Gimbarda (Guimbarde) :
C’est une danse de la Saint-Jean qui était interprétée par les vachers et les ardoisiers de Travassac.
La Chaumeilloise :
Cette mazurka était jouée par les violoneux des Monédières, en particulier ceux de Chaumeil. Le célèbre Jean Ségurel était de ceux-là et il recueillit ce morceau qu’il popularisa.
Sautière de Villac :
Danse très enlevée, particulièrement populaire dans la région de Juillac en Basse-Corrèze, Lubersac, Villac et dans le Nord de la Dordogne.
Dans un pré comme dans un bois :
Cette scottish est particulièrement populaire dans le Bas-Limousin.
La fille de la meunière :
C’est la traditionnelle Gigue, fort populaire dans tout le Massif-Central et même dans d’autres provinces de France.
Ne dansez pas tant, jeunes filles volages :
Cette scottish nous a été chantée par M. Chabrillanges, du Lonzac (Corrèze), qui avait à son répertoire d’autres nombreuses et belles chansons.
Boreïa de las botelhas (La Bourrée des Bouteilles) :
Bourrée relativement récente qui fut et est encore interprétée par nos amis des « Pastourelles du Bas-Limousin », société sympathiquement connue à Brive-la-Gaillarde.
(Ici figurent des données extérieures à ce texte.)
PR #72, opened 2017-04-19
/sync: Handle missing state events and return events in the correct order

Kegsay:


src/github.com/matrix-org/dendrite/syncserver/storage/output_room_events_table.go
```diff
@@ -232,7 +248,14 @@ func (s *outputRoomEventsStatements) Events(txn *sql.Tx, eventIDs []string) ([]g
 	return result, nil
 }
 
-func rowsToEvents(rows *sql.Rows) ([]gomatrixserverlib.Event, error) {
+type rowOrdering uint8
+
+const (
+	rowOrderForward = rowOrdering(iota)
+	rowOrderReverse
+)
```
NegativeMjark: I'm not sure this is a good idea.
It might be clearer to just add the correct order by to the selects in the first place?

src/github.com/matrix-org/dendrite/syncserver/storage/output_room_events_table.go
```diff
@@ -244,7 +267,14 @@ func rowsToEvents(rows *sql.Rows) ([]gomatrixserverlib.Event, error) {
 		if err != nil {
 			return nil, err
 		}
-		result = append(result, ev)
+		if order == rowOrderForward {
+			result = append(result, ev)
+		} else if order == rowOrderReverse {
+			result = append([]gomatrixserverlib.Event{ev}, result...)
```
NegativeMjark: My main complaint is with the clarity of the rowOrdering options, but it's worth noting that "appending" to the front of a slice is less efficient than appending to the end of the slice.

src/github.com/matrix-org/dendrite/syncserver/storage/output_room_events_table.go
Kegsay: I don't understand what you mean. I want the latest X messages, ordered from old -> new. I can't do that with a single `ORDER BY`, as getting the latest X messages is done by ordering the `id` from high -> low, but then within those returned results I want to reverse them so it's low -> high.

src/github.com/matrix-org/dendrite/syncserver/storage/output_room_events_table.go
Kegsay: Source?

src/github.com/matrix-org/dendrite/syncserver/storage/output_room_events_table.go
NegativeMjark: Hmm, I see. you want to apply an order by with a limit to get the last N, and then reverse the order. that kind of makes sense. I'd suggest writing a reverse function that takes a list of events and reverses the order of the list. Rather than adding the enum to this function.

src/github.com/matrix-org/dendrite/syncserver/storage/output_room_events_table.go
NegativeMjark: It's a consequence of how go represents slices internally. They are represented as a pointer to the start of the list, a length and a capacity. When you append to the end of a slice it only needs to reallocate if there isn't enough capacity. If it does need to reallocate then it'll need to copy the contents of the backing array somewhere. When it reallocates it'll probably double the size of the backing array. So it'll take O(n log(n)) operations to fill out a list by appending to the end. (If you pre-allocated the backing array with the correct length then it will be O(n) operations).

However if you "append" to the beginning then you have to copy the entire array for every insertion which will be O(n^2) operations.

NegativeMjark: Sorry I guess it's technically O(n) for the appending to the end each time. I think sum of 2^k for k from 0 to log(n) is n?

Kegsay: I was under the impression that the `append()` built-in did various fun optimisations for prepend operations, but I may be hallucinating this.

src/github.com/matrix-org/dendrite/syncserver/storage/output_room_events_table.go
Kegsay: Done. https://github.com/matrix-org/dendrite/pull/72/commits/f62751ef10964d7b69afa6150917a2816f27f51f

src/github.com/matrix-org/dendrite/syncserver/storage/output_room_events_table.go
Kegsay: Either way, it's gone now. https://github.com/matrix-org/dendrite/pull/72/commits/f62751ef10964d7b69afa6150917a2816f27f51f

PR #73, opened 2017-04-20
tool: Add client-api-proxy

Kegsay:
Currently it's not possible to point a Matrix client at Dendrite because there isn't any 1 host:port address for the CS API.

Add a tool which will act as a reverse proxy for CS API endpoints. This means:
 - Matrix clients can be pointed at the proxy and all CS API endpoints will work.
 - Matrix clients don't need to know about the `/api` prefix since we add that on for them.

Manually tested and it all works.


Kegsay:
Done.

PR #74, opened 2017-04-20
Make it possible to point Riot at Dendrite

Kegsay:
This PR makes it possible to point an instance of Riot-Web at  `client-api-proxy` and have some degree of usability. It adds:
 - A dumb implementation of `/login` which lets anyone login as anyone else, the password is ignored and the `access_token` is just the user ID so it works with other Dendrite endpoints.
 - A bunch of random stub endpoints have been added. This was done by trial-and-error in order to get Riot to load the right things.
 - Default CORS handling (from matrix-org/util).


Kegsay:
Done.

NegativeMjark:
I'd prefer it even more if the TODO markers said what was needed to be done, and were in the implementation of the API stubs.

PR #75, opened 2017-04-20
Improve logging configuration

superdump:
The commit log should be explanatory of what's been done here. Please use scrutiny and treat me like the golang newb that I am.


src/github.com/matrix-org/dendrite/common/log.go
```diff
@@ -0,0 +1,42 @@
...
+		_ = os.Mkdir(logDir, os.ModePerm)
+		logrus.AddHook(dugong.NewFSHook(
+			filepath.Join(logDir, "info.log"),
+			filepath.Join(logDir, "warn.log"),
+			filepath.Join(logDir, "error.log"),
+			formatter,
+			&dugong.DailyRotationSchedule{GZip: true},
+		))
+	} else {
+		logrus.SetFormatter(formatter)
```
NegativeMjark: Does this mean we don't get colours on stdout anymore?

superdump: Yes, but I can change that.

superdump:
Colours are back. Now always logs to stderr even when LOG_DIR is set. The format is slightly different between stderr and LOG_DIR but that seems to be intentional.

PR #76, opened 2017-04-20
Rename dendrite-sync-server to dendrite-syncserver for consistency

NegativeMjark:
Makes the name of the binary consistent with the syncserver package name.


Kegsay:
LGTM

PR #77, opened 2017-04-20
Yank out clientapi config options to env vars for now

Kegsay:
Specifically the ones needed to run a Dendrite, since some of them are annoying to pull out (private key).

### DIFF
--- a/src/github.com/matrix-org/dendrite/cmd/dendrite-clientapi/main.go
+++ b/src/github.com/matrix-org/dendrite/cmd/dendrite-clientapi/main.go
@@ -4,6 +4,7 @@ import (
 	"net/http"
 	"os"
 	"path/filepath"
+	"strings"
 
 	"golang.org/x/crypto/ed25519"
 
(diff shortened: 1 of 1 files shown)


src/github.com/matrix-org/dendrite/cmd/dendrite-clientapi/main.go
```diff
@@ -52,9 +69,9 @@ func main() {
 		ServerName:           "localhost",
 		KeyID:                "ed25519:something",
 		PrivateKey:           privKey,
-		KafkaProducerURIs:    []string{"localhost:9092"},
-		ClientAPIOutputTopic: "roomserverInput",
-		RoomserverURL:        "http://localhost:7777",
+		KafkaProducerURIs:    kafkaURIs,
+		ClientAPIOutputTopic: clientAPIOutputTopic,
```
NegativeMjark: Hmm, I really need to come up with better names for these.
Ideally they should be the same environment variable for all processes.

Kegsay: Yeah, will need to have a think about this as it's only going to get worse. I feel it needs to be agnostic to the thing which is producing/consuming them (i.e remove the input/output distinction) but I don't know what a clear name would be for some topics..

PR #80, opened 2017-04-20
Add Apache Version 2.0 license and headers to all golang files

superdump:


ara4n:
lgtm. we'll need the same for gomatrixserverlib too.

PR #82, opened 2017-04-21
Reworked CLI

superdump:
This is being done mostly in parallel to the existing `main`s. The commit log hopefully makes things clear but I would welcome input on:

* CLI usage
* the way the client API has been integrated
* how we might be able to spawn and supervise the components all from one binary/command

Also, I would strongly note that I think the following is a good approach:

* use environment variables for secrets
* use command line options and/or environment variables for configuring things that change between each process (basic service mode of operation and service discovery type stuff)
* use configuration files for things that rarely need changing including things that remain the same for an entire clustered deployment

I don't mind being able to configure everything from everywhere, but things can get cluttered or awkward outside the bounds of the above IMO.

I don't really intend this to be merged yet, but I made a PR out of it just to get it some attention so we can figure out how we want to evolve these things. It improves consistency, but there are some things that may very well be contentious. 😄


Kegsay:
General Qs:
 - Why docopt rather than [flag](https://golang.org/pkg/flag/)? It feels like a lot of extra stuff *just* to do CLI flags...
 - Why make into a single binary? I know we want to share code, but we can do that in many ways, not just by having a single `cmd`. What motivated you to do it like this rather than having a helper package?

I agree with your good approach notes.

ara4n:
@superdump @kegsay whatever happened to this?

erikjohnston:
Closing for now due to lack of consensus and progress. We can/should revisit this down the line.

PR #94, opened 2017-05-08
Factor out creating/deleting/writing to kafka topics

Kegsay:
Spoke with @NegativeMjark before he turned into a pumpkin and we agreed that putting this in `common/test` was the right thing to do.

### DIFF
--- a/src/github.com/matrix-org/dendrite/cmd/roomserver-integration-tests/main.go
+++ b/src/github.com/matrix-org/dendrite/cmd/roomserver-integration-tests/main.go
@@ -48,7 +48,7 @@ var (
 	testDatabase = defaulting(os.Getenv("DATABASE"), fmt.Sprintf("dbname=%s binary_parameters=yes", testDatabaseName))
 )
 
-var env = test.KafkaEnv{
+var exe = test.KafkaExecutor{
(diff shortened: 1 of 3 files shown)


superdump:
I don't really like the use of `env`. Maybe it's familiarity rather than simplicity but I associate it very much with environment for processes such as environment variables.

My first thought was `config(uration)` but the output writer makes me think perhaps `context` would be more appropriate. A `KafkaContext` which contains configuration and instances of things for use of Kafka. What do you think?

richvdh:
I see Rob's point about `env` but tbh I'm not that fussed

Kegsay:
@superdump `KafkaContext` makes me think it is a `Context` but it isn't. `Config` is typically used to represent structs which feed in input params so I guess `KafkaConfig` works.

superdump:
Other than the bikeshedding about the name of the structure (and variable), LGTM.

Kegsay:
It isn't just a plain old config file since there are functions which execute kafka scripts on it so `KafkaConfig` is misleading. I went with `KafkaExecutor` in the end since you know, it executes kafka scripts.

Also, as fun as it is, it's probably not the best use of time to have multiple people review the same PR 0:)

PR #96, opened 2017-05-09
Split out notifying /sync requests and calculating sync responses

Kegsay:
The logic for notifying /sync requests is about to get really
complicated as we optimise when to wake up requests, so split
out that code into a separate struct to isolate it and make
it easier to unit test.

There are no functional changes.

### DIFF
--- a/src/github.com/matrix-org/dendrite/syncapi/consumers/roomserver.go
+++ b/src/github.com/matrix-org/dendrite/syncapi/consumers/roomserver.go
@@ -32,11 +32,11 @@ import (
 type Server struct {
 	roomServerConsumer *common.ContinualConsumer
 	db                 *storage.SyncServerDatabase
-	rp                 *sync.RequestPool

Elle fut composée en 1950 par René Lafeuille, alors accordéoniste dans ce groupe folklorique, petit-fils de cultivateurs de Perpezac-le-Noir, né à Lagraulière en 1931.
Cette bourrée n’est donc pas traditionnelle mais a été écrite dans un style rapide et syncopé à l’image des autres bourrées de notre région.